*** Begin section ***

PR #814, opened 2025-05-21
STR-1401 faucet signet leads to 404

krsnapaudel:
## Description

In the case of signet, extra / between base url and `claim_l1` was causing the 404 error.
Claim to signet address was failing because of "strata" to "alpen" renaming in alpen CLI. The fix is part of [this PR](https://github.com/alpenlabs/faucet-api/pull/69)

### Type of Change

- [ ] Documentation update
- [ ] Refactor
- [ ] New or updated tests
- [ ] Dependency Update

## Checklist

### DIFF
--- a/bin/alpen-cli/src/cmd/faucet.rs
+++ b/bin/alpen-cli/src/cmd/faucet.rs
@@ -181,7 +181,7 @@ pub async fn faucet(
     let url = format!(
         "{base}{}/{}/{}",
         claim,
-        encode(&solution.to_be_bytes()),
+        encode(&solution.to_le_bytes()),
         address
     );
     let res = client
--- a/bin/alpen-cli/src/cmd/faucet.rs
+++ b/bin/alpen-cli/src/cmd/faucet.rs
@@ -220,10 +220,8 @@ fn pow_valid(mut hasher: Sha256, difficulty: u8, solution: Solution) -> bool {
 
 /// Ensures that the URL has a trailing slash.
 fn ensure_trailing_slash(mut url: Url) -> Url {
-    if !url.path().ends_with('/') {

*** End section ***

What you should do
Task for the records above: copy every line in which the word "address" occurs.

The completed task
Claim to signet address was failing because of "strata" to "alpen" renaming in alpen CLI. The fix is part of [this PR](https://github.com/alpenlabs/faucet-api/pull/69)
         address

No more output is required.